* [The task] Which lines of the records below contain the string "their"? Report each of them.

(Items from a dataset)
Issue #875, opened 2024-10-24
Perform External Validation on Analysis


joneubank:
## Summary of request
Building off of https://github.com/overture-stack/SONG/issues/871 and https://github.com/overture-stack/SONG/issues/872

Now that we have external validation rules stored for an analysis schema, we need to perform that external validation when an analysis is submitted or updated.

## Details
- when creating or updating an analysis, we will check for external validation rules that are attached to the analysis type
- check for and apply external validations after the analysis passes the JSON schema validation and the file type validations (if present)
- for each external validation rule on this analysis type:
   - check the value of the property in the analysis at the given path
   - if there is no value defined at that path, then no validation is required, this passes
   - if there is a value defined at that path, then we will check it with the configured external source
   - build a URL request to the URL included in the external validation rule

### Request to the External Validation URL
Request definition:
- GET Request
- use the URL exactly as provided in analysis type config.
- add query parameters:
   - `studyId` with the value of the study the analysis belongs to
   - `value` with the value as taken from the analysis property being validated

This URL will then look something like: `${url}?studyId=${study ID from analysis}&value=${property value from analysis}`

Expected response
- if the value is valid according to the external source, the response will have HTTP status `200` with no body
- if value is invalid, the external source will return HTTP status `400`. The external server may optionally return a JSON with the following form:
   ```json
   {
      "error": "INVALID_VALUE",
      "message": "Any string message describing why the value is invalid"
   }
   ```
   The message from this response can be included in the response to the analysis submitter as an explanation for why the provided analysis is invalid.
- the external service may return other HTTP status error codes, for instance if it does not recognize the request or believes it to be malformed. SONG must be prepared for these errors, and when returned we will treat them as a failed validation. When this occurs, a message should be returned to the analysis submitter explaining that an external validation on their analysis was unable to complete and the analysis could not be submitted/updated.

## Additional context
This is meant to integration with [Lyric](https://github.com/overture-stack/lyric). Corresponding details for the development of this songValidation endpoint on that service will be linked from here once available.

Issue #872, opened 2024-10-21
Store External Validation Rules for Dynamic Schemas


joneubank:
Dependent on completion of: https://github.com/overture-stack/SONG/issues/871

## Summary of External Validation
We are adding a mechanism to validate that a property of an analysis, for example a donor ID, is registered in an external registry. This validation will be done during Analysis submission by making a web request to a configurable URL, and it will ensure that the value of a property is valid according to the external service.

External validation may be done to ensure that an ID is registered in another meta data service, or could be looking up a value in an external ontology, or any other validation logic that the external service chooses.

## Ticket Details
Dynamic Schemas will now contain external validation rules and these need to be stored in the DB for their analysis type.

Each analysis type could have no external validation rules, or multiple external valdation rules.
Each validation rule contains:
   - a string for the jsonPath to the property that will be validated
   - a string for the url that will be used for external validation

## Desired solution
_Please describe changes to data model here._

PR #877, opened 2024-10-31
Add External Validation Rules for Analysis Properties Based on Dynamic Schema

Azher2Ali:
This PR introduces external validation capabilities for analysis properties, allowing for dynamic schemas to specify validation rules that are stored in the database. Each rule specifies a `jsonPath` to identify the property for validation and a URL to an external service for validation logic. During analysis submission, the system will validate specific property values by querying the external service, confirming that the values (e.g., donor IDs) meet the criteria defined by the external registry or ontology.

- Adds support for configurable external validation rules per analysis type.

- Enables database storage of validation rules tied to specific analysis types.

- Implements web request calls to validate property values according to the rules during submission.

This update also introduces external validation checks for analyses during creation and update in SONG. These checks are applied after JSON schema validation and file type validation. For each configured external validation rule on an analysis type, the system will:

**Check Analysis Properties:** Determine if the property at the specified path has a value. If no value exists, the validation is considered passed.

**Validate Using External Source:** If a value is present, SONG constructs a GET request to the external validation URL. The URL includes query parameters:

- studyId: the study identifier the analysis is associated with.

- value: the value of the property being validated.

**Process the External Validation Response:**

- If the value is valid, the external service returns an HTTP 200 status with no response body.

- If invalid, the external service returns an HTTP 400 status and optionally includes a JSON error message explaining why the value is invalid. This message is provided to the submitter for clarity.

- Other HTTP errors indicate a validation failure, and a message is returned to the submitter stating that external validation was unsuccessful, preventing the analysis submission/update.

This update sets the groundwork for calling external validation services, but the actual call to the external service is pending final implementation .We added this feature with an exception that the actual call to the external service is skipped as the service is not up and running and if we start invoking it, this will fail all the validations  #872 #875

### DIFF
--- a/song-server/src/main/java/bio/overture/song/server/service/AnalysisTypeService.java
+++ b/song-server/src/main/java/bio/overture/song/server/service/AnalysisTypeService.java
@@ -289,6 +289,9 @@ public class AnalysisTypeService {
       }
     }
 
+    if(options!=null)
+      options.setFileTypes(fileTypes);
+
     val analysisSchema =
         AnalysisSchema.builder()
             .name(analysisTypeName)
@@ -342,17 +345,13 @@ public class AnalysisTypeService {
 
   private AnalysisType convertToAnalysisType(
       AnalysisSchema analysisSchema, boolean hideSchema, boolean unrenderedOnly) {
-    AnalysisTypeOptions options = new AnalysisTypeOptions();
-    if (analysisSchema.getOptions() != null) {
-      options.setFileTypes(analysisSchema.getOptions().getFileTypes());
-      options.setExternalValidation(analysisSchema.getOptions().getExternalValidation());
-    }
+
     return AnalysisType.builder()
         .name(analysisSchema.getName())
         .version(analysisSchema.getVersion())
         .createdAt(analysisSchema.getCreatedAt())
         .schema(resolveSchemaJsonView(analysisSchema.getSchema(), unrenderedOnly, hideSchema))
-        .options(options)
+        .options(analysisSchema.getOptions())
         .build();
   }
 
--- a/song-server/src/main/java/bio/overture/song/server/service/AnalysisTypeService.java
+++ b/song-server/src/main/java/bio/overture/song/server/service/AnalysisTypeService.java
@@ -269,9 +269,8 @@ public class AnalysisTypeService {
     }
 
     // checking if file types is empty
-    // if the version is new version of the schema , we are checking the previous version allowed
-    // file types
-    // if it is new then it is empty
+    // if the analysisSchemaVersion is new version of the schema and fileTypes is empty then,
+    // we are checking the previous version to map the fileTypes allowed to the latestVersion
     if (fileTypes.isEmpty()) {
       List<AnalysisSchema> analysisSchemaList =
           analysisSchemaRepository.findAllByName(analysisTypeName);
@@ -289,8 +288,7 @@ public class AnalysisTypeService {
       }
     }
 
-    if(options!=null)
-      options.setFileTypes(fileTypes);
+    if (options != null) options.setFileTypes(fileTypes);
 
     val analysisSchema =
         AnalysisSchema.builder()
--- a/song-server/src/main/java/bio/overture/song/server/service/AnalysisTypeService.java
+++ b/song-server/src/main/java/bio/overture/song/server/service/AnalysisTypeService.java
@@ -17,11 +17,7 @@
 
 package bio.overture.song.server.service;
 
-import static bio.overture.song.core.exceptions.ServerErrors.ANALYSIS_TYPE_NOT_FOUND;
-import static bio.overture.song.core.exceptions.ServerErrors.ILLEGAL_ANALYSIS_TYPE_NAME;
-import static bio.overture.song.core.exceptions.ServerErrors.MALFORMED_JSON_SCHEMA;
-import static bio.overture.song.core.exceptions.ServerErrors.MALFORMED_PARAMETER;
-import static bio.overture.song.core.exceptions.ServerErrors.SCHEMA_VIOLATION;
+import static bio.overture.song.core.exceptions.ServerErrors.*;
 import static bio.overture.song.core.exceptions.ServerException.buildServerException;
 import static bio.overture.song.core.exceptions.ServerException.checkServer;
 import static bio.overture.song.core.utils.CollectionUtils.isCollectionBlank;
@@ -29,10 +25,7 @@ import static bio.overture.song.core.utils.JsonUtils.readTree;
 import static bio.overture.song.core.utils.Separators.COMMA;
 import static bio.overture.song.server.controller.analysisType.AnalysisTypeController.REGISTRATION;
 import static bio.overture.song.server.repository.specification.AnalysisSchemaSpecification.buildListQuery;
-import static bio.overture.song.server.utils.JsonSchemas.PROPERTIES;
-import static bio.overture.song.server.utils.JsonSchemas.REQUIRED;
-import static bio.overture.song.server.utils.JsonSchemas.buildSchema;
-import static bio.overture.song.server.utils.JsonSchemas.validateWithSchema;
+import static bio.overture.song.server.utils.JsonSchemas.*;
 import static com.google.common.base.Preconditions.checkState;
 import static com.google.common.collect.ImmutableList.toImmutableList;
 import static java.util.Objects.isNull;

* [Written answer]
- the external service may return other HTTP status error codes, for instance if it does not recognize the request or believes it to be malformed. SONG must be prepared for these errors, and when returned we will treat them as a failed validation. When this occurs, a message should be returned to the analysis submitter explaining that an external validation on their analysis was unable to complete and the analysis could not be submitted/updated.
Dynamic Schemas will now contain external validation rules and these need to be stored in the DB for their analysis type.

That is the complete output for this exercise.